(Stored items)
::::::::::
PR #2061, opened 2023-03-14
RSDK-1790 - Connect the monitoredWebcam cancelCtx

kharijarrett:
There's a couple intermingling issues here. The first is that we can't (yet) detect when Mac webcams are disconnected the way we can with Linux webcams. That issue still exists (RSDK-1959, stay tuned) but helped to surface another issue. 

The cancelCtx for monitoredWebcam wasn't context-connected to the rest of the viam-server. This means when we Monitor(), it can happen in a separate thread that doesn't properly close when the viam-server does (especially when a disconnect error isn't caught by the super cool Linux disconnection logic).  Tested this updated version and was able to reliably shut down the viam-server without hanging--even after seeing disconnection bugs.

Big small change.


bhaney (approved):
cool! But also add either Clyde or Eric to this PR (whoever worked on the monitoredWebcam change) they might have more context as well.

PR #2064, opened 2023-03-14
[RSDK-2335] Fix flaky TestDataCaptureUpload.

AaronCasas:
# Context

This test is flaky. With the change in [this PR](https://github.com/viamrobotics/rdk/pull/2052), the number of upload requests made for some given amount of capture data is now a function of both sync interval _and_ data quantity. This test was validating the number of upload requests made strictly as a function of data quantity, so became quite flaky. This is a case of over testing to an implementation: we don't actually care how data was grouped/uploaded, just that the correct data was uploaded.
::::::::::
— What this task involves —
Give again, exactly as written, every line from the first one above through the line that has "There's a couple" in it.

— Task solution —
PR #2061, opened 2023-03-14
RSDK-1790 - Connect the monitoredWebcam cancelCtx

kharijarrett:
There's a couple intermingling issues here. The first is that we can't (yet) detect when Mac webcams are disconnected the way we can with Linux webcams. That issue still exists (RSDK-1959, stay tuned) but helped to surface another issue. 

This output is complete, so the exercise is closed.